By JOHN ROMANO
© St. Petersburg Times,
published September 10, 2001
Five topics suitable for inane debate on talk radio:
THE OFFENSE: The Bucs used to be bland, predictable and punchless on offense. The new-look Bucs are fresh, daring and punchless on offense.
BIG PLAYS: You cannot toss a jockstrap without hitting a Pro Bowl veteran in the locker room, yet the Bucs seem woefully short when it comes to momentum-shifting, game-altering, big plays.
REPLACEMENT OFFICIALS: This may be the first time in league history that an officiating crew converted more third downs than the home offense.
QUINCY CARTER: The Cowboys anticipate expanding the game plan for their rookie quarterback. They're just waiting for him to master the Georgia playbook first.

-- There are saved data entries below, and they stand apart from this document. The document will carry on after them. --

PR #1791, opened 2026-06-10
feat(MOR-618): opt-in auto-set LAN MOD input for network voice TX

morozsm:
Part of MOR-614 (T4, final task of the epic).

## What

An **opt-in** (OFF by default) auto-configure for network voice TX: when the toggle is enabled, keying TX from the web auto-switches the active DATA group's MOD input to **LAN(5)** (remembering the previous source) and restores the previous source when TX stops. This is Option 3 of the epic — the default UX remains the T3 (MOR-617) warn + one-click "Set LAN" guard; this is purely an optional convenience.

## How

- **New runtime adapter** `frontend/src/lib/runtime/adapters/mod-input-auto.svelte.ts`
  - Preference persisted in localStorage (`rigplane:auto-lan-mod-input`, `'true'`/`'false'`, default OFF), exposed reactively via `deriveAutoLanModInputProps()` (gated by `data_mode` capability + observed group, same as the ModePanel control).
  - `autoSetLanModInputForTx()` — reuses the T2 per-group SET command + optimistic top-level patch path (`modInputCommand`/`modInputStateKey`, MOR-615/616). Quiet-gating identical to the T3 guard: no state / no capability / group not read / source unknown / already LAN → no change, no pending.
  - `restoreModInputAfterTx()` — one-shot restore of the remembered source; skipped (pending dropped) if the user moved the group off LAN mid-TX.
- **TX hook** (`tx-adapter.ts`, same path T3 uses): `startTx` runs auto-set **before** `armModInputTxGuard()`, so the optimistic LAN patch preempts the T3 warning (auto preempts the warn). A failed `startTx` (e.g. mic capture error) restores immediately. `stopTx` restores after stopping TX audio.
- **Toggle UI**: TxPanel settings modal (⚙ LEVELS popover), checkbox + help text, rendered only when the radio exposes MOD-input routing. i18n keys `core.txGuard.autoLanLabel`/`autoLanHelp` in en/ru/ja.
- **Best-effort disconnect recovery**: the pending "restore to previous" is persisted (`rigplane:mod-input-tx-restore:v1`). `FrontendRuntime.bootstrap()` calls `applyPendingModInputRestoreOnConnect()`, which waits (via the radio-state subscription) for live state on a connected control channel and then restores — only if the group is still on LAN; if it is no longer LAN (someone changed it), the pending record is dropped.

## Known limitation (by design — not over-engineered)

Clean TX stop is the primary restore path. If the session dies mid-TX (crash, power loss, browser killed) the radio is left on LAN until the **next** connect of this web app repairs it best-effort. Being left on LAN is benign — LAN is the correct source for network operation, and the T3 ModePanel control / warning still allow one-click changes at any time. A fully-robust variant (backend-tracked restore independent of the browser session, applied on radio-side TX-end or server reconnect) would need backend lifecycle changes and is proposed as a follow-up if desired.

## Invariants

- Audio byte path untouched.
- Toggle OFF (default) == exact T3/MOR-617 behavior (verified by test).
- Frontend layering respected: logic in `lib/runtime/adapters`, TxPanel stays presentation-only (imports the adapter, no transport/audio-manager imports).

## Tests (TDD — written first)

`frontend/src/lib/runtime/adapters/__tests__/mod-input-auto.test.ts` (20 tests, registered in the vitest **isolated** pool per the #771 `vi.mock` policy, same as the T3 file):
- toggle default OFF + localStorage persistence + capability/fieldStatus availability gating
- OFF → no auto-set, T3 warning still arms
- ON → set LAN on TX start (active group routing incl. SUB/D2), remembers previous source, suppresses the T3 warning, persists pending
- no-ops: already LAN / unknown source / no capability / group missing
- restore on stop (one-shot), no stomping of a manual mid-TX change, restore even if toggle flipped OFF mid-TX, restore after failed `startTx`
- best-effort reconnect path: applies persisted pending when state shows LAN, waits for state, drops when off LAN, ignores malformed data, defers to the in-session clean-stop while TX is active

Plus 3 TxPanel component tests for the toggle UI and a mock-completeness update in `frontend-runtime.test.ts`.

## Gate

- `npm run check` — 0 errors, 0 warnings (4256 files)
- `npx vitest run` — 2133 passed / 124 files, run 3× (deterministic)
- `npm run lint` — clean
- `npm run i18n:check` — OK (3 locales, 166 keys)
- Python untouched (no Python gate needed)


morozsm:
Agent Review: PASS

Independent review of PR #1791 (MOR-618, T4 — final task of epic MOR-614). Reviewed full diff (11 files, +766/-3, frontend-only) and confirmed all gates at PR head `8b77149` in a detached worktree.

**OFF == byte-for-byte T3.** `autoSetLanModInputForTx()` returns immediately on `!enabled` (default OFF, `readStoredPref()` reads `rigplane:auto-lan-mod-input` !== 'true'), so `startTx` runs `armModInputTxGuard()` → `runtime.startTx()` exactly as in T3, and `restoreModInputAfterTx()` is a no-op (pending null). Verified by the dedicated 'OFF behavior is exactly MOR-617' test: no `sendCommand`, T3 warning still arms, no pending persisted.

**TX never blocked or delayed.** The auto-set is fully synchronous and non-throwing: `sendCommand()` is guarded (returns `false` when radio degraded, optimistic patch wrapped in try/catch) and the optimistic `patchRadioState` is a plain store write. It runs *before* `await runtime.startTx()` but cannot await-block or raise; the keying path always proceeds. A failed `startTx` immediately calls `restoreModInputAfterTx()` (tested).

**Restore lifecycle sound.** ON: sets LAN on the *active* receiver group (MAIN/SUB, correct `set_dataN_mod_input` per data_mode — tested incl. SUB on D2), remembers the previous source, suppresses the T3 warning via the optimistic LAN patch. Quiet-gating identical to the T3 guard (no state / no data_mode cap / fieldStatus missing / source null / already LAN → no change, no pending). Restore is one-shot (consumes `pending`, clears persisted) and SKIPPED when the group was moved off LAN mid-TX — a deliberate user change wins (tested: manual USB(3) mid-TX → no clobber; toggle flipped OFF mid-TX still restores).

**Pending-restore on connect is safe.** `applyPendingModInputRestoreOnConnect()` (bootstrap step 6): waits for live state on a connected control channel, restores only if still on LAN, drops otherwise, drops if the group is provably `missing`, and defers while an in-session `pending` TX owns the restore. No infinite loop (every terminal branch unsubscribes), no double-restore (clean in-session stop clears persisted; the lingering subscription then reads null → finishes), no wrong-group restore (record carries its own command+key), and the synchronous-emit race is handled by the `if (finished) unsubscribe()` tail. All six reconnect cases tested incl. malformed-data ignore.

**No backend / no audio-byte-path change.** Zero Python, no `audio-manager`/`transport` byte-path edits — confirmed via `git diff --name-only`. Module never touches the audio path.

**Layering clean.** Logic lives in `lib/runtime/adapters`; TxPanel toggle is presentation-only (imports only the adapter + `$lib/i18n`, no transport/store/audio). Targeted eslint on the 3 changed files exits 0 — no `no-restricted-imports` violation.

**Flake/pool change legit.** New `mod-input-auto.test.ts` added to the #771 isolated pool (and excluded from the default pool) — correct for a `vi.mock` file, and necessary because the module-level `$state` pref/pending would otherwise leak across files in the shared pool. Standalone run = 20/20; not masking a real cross-test leak. `frontend-runtime.test.ts` gains only a `subscribeRadioState` mock-completeness stub.

**Disconnect limitation benign + documented.** Crash mid-TX leaves the radio on LAN (the correct network-voice source) until the next connect repairs it best-effort; T3 one-click control remains available. Documented in the module header, PR body, and i18n help text. No backend dependency.

**Gates (detached worktree at PR head, `npm ci`):**
- `npm run check` — 0 errors / 0 warnings (4256 files)
- `npx vitest run` — 124 files / 2133 tests passed, run 3× (deterministic)
- `npm run lint` — clean
- `npm run i18n:check` — OK (3 locales, 166 keys; en/ru/ja `autoLanLabel`/`autoLanHelp` present)
- CI: `quick` pass, `grep-gate` pass (only the Agent Review Gate was red, awaiting this PASS)

No blocking issues. Approving the final task of epic MOR-614.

CHASING GASTINEAU: Conceding that Carter spent less time in the pocket than a 12-year-old's allowance, the starting line still whiffed when it came to sacks. The fellas are clanging their drink cups at Rikers Island.
Five explanations for Tampa Bay's woeful offense:
5: Have too much respect for Jerry Jones to run the score up against Dallas.
4: A blatant attempt to woo Ryan Leaf back.
3: The all-you-can-eat Tex-Mex buffet Warrick Dunn visited Saturday night.
2: Want to perfect those 5-yard passes first.
1: What do you mean the offense was woeful?
Checking out the best bets (and the Bucs) for Super Bowl XXXVI in New Orleans:
1. RAMS: The league's best offense no longer has to be ashamed of its defense.
2. BRONCOS: Terrell Davis looks healthy, which is bad news for Olandis Gary, Mike Anderson and every defense in the AFC.
3. COLTS: Jim Mora's reputation hinges on this season. Either he breaks through in the postseason, or he goes down as the coach who couldn't win a big game.
4. RAVENS: They sneak into the Top 5 on the basis of last year. But Elvis Grbac still has to prove he is a dramatic upgrade from Trent Dilfer.
8. BUCS: It's kind of difficult to make an argument as a Super Bowl contender when Carter still has a chance to beat you in the final minute of his NFL debut.
Five Bucs players who deserve to take a bow:
BRIAN KELLY: The Cowboys were within a yard of a touchdown. Emmitt Smith, who has found more paths to the end zone than any back in the NFL, was sprinting to the outside when he was stuffed by Kelly.
AARON STECKER: You have to admire his chutzpah. Five yards from the nearest Cowboy, he insisted he was pushed from behind when he was called for interfering with a punt returner.
KEYSHAWN JOHNSON: Playing most of the game on a bum leg was admirable. Continuing to carry out his blocking assignments was inspiring.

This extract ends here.